[Dataset entries]
==============================
PR #526, opened 2026-09-10
feat(extensions): upgrade extensions

scottlovegrove:
Slice 6 of 7, on top of slice 5.

Clones fast-forward, release binaries are re-downloaded when the tag moves, and local installs are left alone because the user's own directory is already the source of truth.

Pins are honoured unless forced, and a forced upgrade clears the pin it just moved past rather than leaving a stale one to skip every later upgrade. Dependencies are reinstalled only when `package.json` or the lockfile changed. Upgrading many extensions bounds how many talk to GitHub at once, and warns about trust once for the whole run rather than once per extension.

### DIFF
--- a/src/lib/extensions/upgrade.test.ts
+++ b/src/lib/extensions/upgrade.test.ts
@@ -10,7 +10,7 @@ import type { InstallContext } from './install.js'
 import { installDependencies } from './npm.js'
 import { run } from './run.js'
 import { readState, writeState } from './state.js'
-import { mapWithConcurrency, upgradeExtension } from './upgrade.js'
+import { upgradeExtension } from './upgrade.js'
 
 // Dependency installation is a real npm run; the upgrade tests only care that
 // it is triggered by the right change, so stand in for it here.
@@ -61,36 +61,6 @@ function stubGitHub(latestTag: string) {
     }) as unknown as typeof fetch
 }
 
-describe('mapWithConcurrency', () => {
-    it('never runs more than the limit at once', async () => {
-        let active = 0
-        let peak = 0
-
-        await mapWithConcurrency(
-            Array.from({ length: 12 }, (_, i) => i),
-            4,
-            async (item) => {
-                active += 1
-                peak = Math.max(peak, active)
-                await new Promise((resolve) => setTimeout(resolve, 5))
-                active -= 1
-                return item
-            },
-        )
-
-        expect(peak).toBeLessThanOrEqual(4)
-    })
-
-    it('keeps results in the order of the input', async () => {
-        const results = await mapWithConcurrency([3, 1, 2], 2, async (item) => {
-            await new Promise((resolve) => setTimeout(resolve, item))
-            return item * 10
-        })
-
-        expect(results).toEqual([30, 10, 20])
-    })
-})
-
 describe('upgradeExtension', () => {
     let root: string
     let extensionsDir: string
@@ -137,7 +107,13 @@ describe('upgradeExtension', () => {
         const workspace = join(root, 'code')
         await mkdir(workspace, { recursive: true })
         const target = await writeFixtureExtension(workspace, 'scratch')
-        await symlink(target, join(extensionsDir, 'td-scratch'), 'dir')
+        // Matching installLocal, which writes a path file on Windows because
+        // symlinks there need rights the test runner will not have.
+        if (process.platform === 'win32') {
+            await writeFile(join(extensionsDir, 'td-scratch'), target, 'utf8')
+        } else {
+            await symlink(target, join(extensionsDir, 'td-scratch'), 'dir')
+        }
 
         const result = await upgradeExtension(
             await find('scratch'),
@@ -164,7 +140,7 @@ describe('upgradeExtension', () => {
         expect(result).toMatchObject({ outcome: 'skipped', detail: 'pinned to v1.0.0' })
     })
 
-    it('upgrades past a pin only when forced', async () => {
+    it('upgrades past a pin only when forced, and clears the pin it moved off', async () => {
         await writeFixtureExtension(extensionsDir, 'goals', {
             installedManifest: manifestFor('v1.0.0'),
         })
@@ -177,6 +153,16 @@ describe('upgradeExtension', () => {
         )
 
         expect(result).toMatchObject({ outcome: 'upgraded', from: 'v1.0.0', to: 'v2.0.0' })
+
+        // A pin left behind would make every later upgrade skip this
+        // extension, forever.
+        await expect(readState(stateDir, 'td-goals')).resolves.not.toHaveProperty('pinned')
+        const next = await upgradeExtension(
+            await find('goals'),
+            {},
+            contextFor(stubGitHub('v3.0.0')),
+        )
+        expect(next.outcome).not.toBe('skipped')
     })
 
     it('reports an up-to-date binary without downloading anything', async () => {
@@ -342,12 +328,23 @@ describe.skipIf(!HAS_GIT)('upgradeExtension for git clones', () => {
         expect(executable).toContain('echo v2')
     })
 
-    it('prints the trust warning before pulling new code', async () => {
-        await advanceOrigin()
+    it('prints the trust warning before it runs any of the new code', async () => {
+        await advanceOrigin({ 'package.json': JSON.stringify({ name: 'td-cloned' }) })
+        const order: string[] = []
+        const context = contextFor()
+        context.warn = (message) => {
+            order.push(`warn:${message}`)
+            warnings.push(message)
+        }
+        vi.mocked(installDependencies).mockImplementation(async () => {
+            order.push('install-dependencies')
+        })
 
-        await upgradeExtension(await find('cloned'), {}, contextFor())
+        await upgradeExtension(await find('cloned'), {}, context)
 
-        expect(warnings).toEqual(['trust warning'])
+        // Dependency installation runs the repository's own lifecycle scripts,
+        // so the warning has to come first, not merely be present.
+        expect(order).toEqual(['warn:trust warning', 'install-dependencies'])
     })
 
     it('reports what a dry run would do without moving the clone', async () => {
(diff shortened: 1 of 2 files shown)


src/lib/extensions/upgrade.ts
```diff
@@ -0,0 +1,206 @@
...
+            outcome: 'would-upgrade',
+            from: before.slice(0, 8),
+            to: remote.slice(0, 8),
+        }
+    }
+
+    warnTrust()
+    const result = options.force ? await resetToRemote(extension.dir) : await pull(extension.dir)
+
+    if (options.force && extension.pinned) {
```
doistbot: <a href="#">P2</a>  The pin is cleared before checking whether `resetToRemote` actually succeeded. `resetToRemote` returns `{ changed: false, error }` when the fetch or reset fails, and `{ changed: false }` when remote HEAD equals HEAD, but this block still writes `pinned: undefined`. A failed forced upgrade therefore drops the pin, so a later non-forced upgrade can move the clone. Move this block below the `result.error` / `!result.changed` checks and only clear when the reset really moved the clone.

doistbot (commented):
This slice adds extension upgrades: git clones fast-forward, release binaries re-download when the tag moves, local installs are skipped, pins are honoured unless forced, dependencies reinstall only when manifests change, and concurrency/trust-warning handling is shared across the run.

Few things worth tightening:
- A forced git upgrade clears the pin before verifying the reset actually succeeded, so a failed or no-op reset drops the pin and later plain upgrades can move the clone off the pinned commit.
- If npm fails after a fast-forward, the clone is left at the new commit with stale `node_modules` and no retry will happen; consider installing in a staging clone or resetting back on failure.
- `changedFiles` parses every changed path just to check two root files — a targeted `git diff --quiet` with a pathspec would be cheaper.
- Test gaps: the local-install test uses `symlink` directly (fails on Windows; match `installLocal`'s plain-file behavior), and the forced binary-upgrade test never asserts the stale pin was cleared — add the same follow-up state/non-forced-upgrade assertions as the git test.

<details>

- **<a href="#">P3</a> src/lib/extensions/upgrade.ts:40**: `mapWithConcurrency` duplicates the worker-pool loop in `mapFilterSections` (`src/commands/filter/view.ts:116`): both claim the next index before awaiting to cap concurrency and preserve input order. Extract one generic helper (for example in `src/lib/`) and call it from both places instead of maintaining two copies.
- **<a href="#">P3</a> src/lib/extensions/upgrade.ts:70**: Dry run reports `up-to-date` when it could not reach the remote. `remoteHeadSha` returns `undefined` when `git ls-remote` fails (offline, auth failure, missing origin), and the `!remote` branch folds that into `up-to-date`; a real upgrade would surface that as a `skipped` result with `error`. Distinguish "could not check" from "no update", e.g. return `skipped` with an error detail when `remote` is undefined.
- **<a href="#">P3</a> src/lib/extensions/upgrade.ts:183**: `discoverExtensions` already reads this state file to compute `extension.pinned`, so an `upgrade --all` over pinned extensions reads each one's state twice. For binary installs `extension.manifest.tag` already carries the pinned tag, so this read is fully redundant there; carry the pinned ref on `Extension` during discovery (or branch on `extension.kind`) and reuse it in the skip detail instead of re-reading.
- **<a href="#">P3</a> src/lib/extensions/upgrade.test.ts:350**: The test name promises the warning comes *before* pulling, but the assertion only checks that it was emitted. With no `package.json` change, no extension code runs after the pull, so moving `warnTrust()` after `pull` would still pass. Record order explicitly — e.g. push to a shared array from `warn` and from a mocked `installDependencies` on a package.json change — and assert the warning is first.
- **<a href="#">P3</a> src/lib/extensions/upgrade.ts:202**: `upgradeExtensions` (and its shared `createTrustWarner`) has no test, so the one-warning-per-run behavior in the PR description can regress silently: if it stopped passing `warnTrust` and used `upgradeExtension`'s default, each extension would warn and all current tests would still pass. Add a test that upgrades two discovered extensions and asserts `warn` was called exactly once.
- **<a href="#">P3</a> src/lib/extensions/upgrade.test.ts:81**: `expect(peak).toBeLessThanOrEqual(4)` also passes for a serial implementation (peak would be 1), so this test doesn't prove items actually run concurrently up to the limit. Asserting `peak` to be 4 covers both the bound and the parallelism in one line.

</details>

<sub>[Share Feedback](https://github.com/Doist/doistbot-app/issues/new?template=review-feedback.yml&title=Review+feedback+for+Doist%2Ftodoist-cli&pr_url=https%3A%2F%2Fgithub.com%2FDoist%2Ftodoist-cli%2Fpull%2F526&datadog_url=https%3A%2F%2Fapp.datadoghq.com%2Flogs%3Fquery%3Dservice%253A%2528doistbot-app-sandbox%2520OR%2520doistbot-app%2529%2520%2540meta.deliveryId%253A4e883a40-ad22-11f1-9845-0407c175dd60%26agg_m%3Dcount%26agg_m_source%3Dbase%26agg_t%3Dcount%26clustering_pattern_field_path%3Dmessage%26cols%3Dhost%252Cservice%26fromUser%3Dtrue%26messageDisplay%3Dinline%26refresh_mode%3Dsliding%26storage%3Dhot%26stream_sort%3Ddesc%26viz%3Dstream%26live%3Dtrue) • [Review Logs](https://app.datadoghq.com/logs?query=service%3A%28doistbot-app-sandbox%20OR%20doistbot-app%29%20%40meta.deliveryId%3A4e883a40-ad22-11f1-9845-0407c175dd60&agg_m=count&agg_m_source=base&agg_t=count&clustering_pattern_field_path=message&cols=host%2Cservice&fromUser=true&messageDisplay=inline&refresh_mode=sliding&storage=hot&stream_sort=desc&viz=stream&live=true)</sub>

src/lib/extensions/upgrade.ts
```diff
@@ -0,0 +1,206 @@
...
+        return { name: extension.name, outcome: 'skipped', detail: result.error }
+    }
+    if (!result.changed) {
+        return { name: extension.name, outcome: 'up-to-date' }
+    }
+
+    if (result.from && result.to) {
+        const changed = await changedFiles(extension.dir, result.from, result.to)
+        if (changed.some((file) => DEPENDENCY_FILES.has(file))) {
+            await installDependencies(extension.dir)
```
doistbot: <a href="#">P2</a>  `installDependencies` runs after the clone has already fast-forwarded. If npm fails (missing toolchain, network, native build error), the function throws but the clone is left at the new commit with stale or missing `node_modules`. Subsequent upgrades see HEAD already at the remote and never retry dependency installation. Install dependencies in a staging clone and swap it into place, or reset the clone back to `result.from` when npm fails.

src/lib/extensions/upgrade.ts
```diff
@@ -0,0 +1,206 @@
...
+
+    if (result.error) {
+        return { name: extension.name, outcome: 'skipped', detail: result.error }
+    }
+    if (!result.changed) {
+        return { name: extension.name, outcome: 'up-to-date' }
+    }
+
+    if (result.from && result.to) {
+        const changed = await changedFiles(extension.dir, result.from, result.to)
```
doistbot: <a href="#">P2</a>  `changedFiles` collects and parses every changed path between the two commits just to detect either of two root files. For extensions with a large update, this can produce a large subprocess payload and array unnecessarily. Add a targeted git helper using `git diff --quiet <from>..<to> -- package.json package-lock.json` (or equivalent pathspec) and use its boolean result here.

src/lib/extensions/upgrade.test.ts
```diff
@@ -0,0 +1,395 @@
...
+
+    afterEach(async () => {
+        await rm(root, { recursive: true, force: true })
+    })
+
+    it('leaves a local install alone', async () => {
+        const workspace = join(root, 'code')
+        await mkdir(workspace, { recursive: true })
+        const target = await writeFixtureExtension(workspace, 'scratch')
+        await symlink(target, join(extensionsDir, 'td-scratch'), 'dir')
```
doistbot: <a href="#">P2</a>  This test calls `symlink` directly, which needs elevated rights (or Developer Mode) on Windows. The production code deliberately avoids symlinks on win32 and writes a plain target file instead (`installLocal` in install.ts), so this test will fail on Windows before it can exercise the local-install skip. Branch on `process.platform === 'win32'` and write the target path to `join(extensionsDir, 'td-scratch')`, matching `installLocal`.

src/lib/extensions/upgrade.test.ts
```diff
@@ -0,0 +1,395 @@
...
+        })
+        await writeState(stateDir, 'td-goals', { pinned: 'v1.0.0' })
+
+        const result = await upgradeExtension(
+            await find('goals'),
+            { force: true },
+            contextFor(stubGitHub('v2.0.0')),
+        )
+
+        expect(result).toMatchObject({ outcome: 'upgraded', from: 'v1.0.0', to: 'v2.0.0' })
```
doistbot, line 155: <a href="#">P2</a>  This only proves the forced upgrade succeeded; it never checks that the stale pin was cleared. `upgradeBinary` relies on `installBinary` writing `{ pinned: undefined }`, and if that state write regresses this test still passes while every later non-forced upgrade would be skipped. Add the same follow-up assertions as the git test: `readState(stateDir, 'td-goals')` has no `pinned`, and a subsequent non-forced upgrade is not `'skipped'`.

src/lib/extensions/upgrade.ts
scottlovegrove: Done. The pin is cleared only after the reset has been shown to have moved the clone, so a failed or no-op forced upgrade no longer unpins the extension.

src/lib/extensions/upgrade.ts
scottlovegrove: Done. If installing dependencies fails, the clone is reset back to the commit it came from, so a later upgrade sees work still to do rather than finding it already at the remote and never retrying.

src/lib/extensions/upgrade.ts
scottlovegrove: Done. There is a pathsChanged helper now using git diff --quiet with a pathspec, and it reports when git could not answer. "Could not tell" reinstalls, since a slow upgrade costs less than an extension whose dependencies no longer match its code.

src/lib/extensions/upgrade.test.ts
scottlovegrove: Done. The test writes a path file on Windows and a symlink elsewhere, matching what installLocal does.

src/lib/extensions/upgrade.test.ts
scottlovegrove: Done. That test now asserts the state file no longer carries a pin, and that the following non-forced upgrade is not skipped. The trust-warning test also records the order of the warning and of dependency installation, so it fails if the warning ever moves after the code it warns about, and the dry run now says it could not reach the remote instead of reporting up to date.

src/lib/extensions/upgrade.ts
```diff
@@ -0,0 +1,204 @@
...
+        // "Could not tell" reinstalls: a slow upgrade costs less than an
+        // extension left with dependencies that no longer match its code.
+        if (changed !== false) {
+            try {
+                await installDependencies(extension.dir)
+            } catch (error) {
+                // The clone has already moved, and a later upgrade would find
+                // it up to date and never retry, so put it back where its
+                // dependencies still match its code.
+                await run('git', ['reset', '--quiet', '--hard', result.from], {
```
gnapse, line 96: A failed upgrade can leave the previously working extension broken. For example:

1. Version 1 works, and the user upgrades to version 2.
2. npm starts replacing the libraries the extension needs, but installation fails.
3. This reset restores version 1's source code, but not its libraries.

The user now has a failed upgrade and an old extension that may no longer run. I reproduced this locally: HEAD returned to the old commit, but a previous dependency file was gone. The existing test mocks npm and checks only HEAD, so it misses this.

Could we prepare the new version and its dependencies in a staging directory, then replace the working installation only after success? Also, when this is a forced upgrade of a pinned extension, the pin cleared above stays cleared after rollback. That should only be cleared once the full upgrade succeeds.

gnapse (commented):
Two upgrade cases found while testing extensions locally:

src/lib/extensions/upgrade.ts
```diff
@@ -0,0 +1,204 @@
...
+        return {
+            name: extension.name,
+            outcome: 'would-upgrade',
+            from: before.slice(0, 8),
+            to: remote.slice(0, 8),
+        }
+    }
+
+    warnTrust()
+    const result = options.force ? await resetToRemote(extension.dir) : await pull(extension.dir)
```
gnapse, line 69: Forcing an upgrade past a pinned tag leaves subsequent ordinary upgrades stuck. I reproduced this through the CLI:

1. Install an extension with `--pin v1`.
2. Run `extension upgrade <name> --force`: it successfully moves to the latest code and removes the pin.
3. Run `extension upgrade <name>` again: it is skipped with "You are not currently on a branch."

Checking out the tag puts Git in detached HEAD mode. `resetToRemote()` moves the commit but leaves Git in that mode, so the next `pull` does not know which branch to follow.

The extension still runs, but normal upgrades stop working. Could forcing past a pin also restore tracking of the intended remote branch? A test that installs an actual tag, forces an upgrade, then performs an ordinary upgrade would cover this.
==============================
What you have to do
The answer is the records above restated word for word from their opening line through the line that holds "only care that", both included, and nothing else.

Task output
PR #526, opened 2026-09-10
feat(extensions): upgrade extensions

scottlovegrove:
Slice 6 of 7, on top of slice 5.

Clones fast-forward, release binaries are re-downloaded when the tag moves, and local installs are left alone because the user's own directory is already the source of truth.

Pins are honoured unless forced, and a forced upgrade clears the pin it just moved past rather than leaving a stale one to skip every later upgrade. Dependencies are reinstalled only when `package.json` or the lockfile changed. Upgrading many extensions bounds how many talk to GitHub at once, and warns about trust once for the whole run rather than once per extension.

### DIFF
--- a/src/lib/extensions/upgrade.test.ts
+++ b/src/lib/extensions/upgrade.test.ts
@@ -10,7 +10,7 @@ import type { InstallContext } from './install.js'
 import { installDependencies } from './npm.js'
 import { run } from './run.js'
 import { readState, writeState } from './state.js'
-import { mapWithConcurrency, upgradeExtension } from './upgrade.js'
+import { upgradeExtension } from './upgrade.js'
 
 // Dependency installation is a real npm run; the upgrade tests only care that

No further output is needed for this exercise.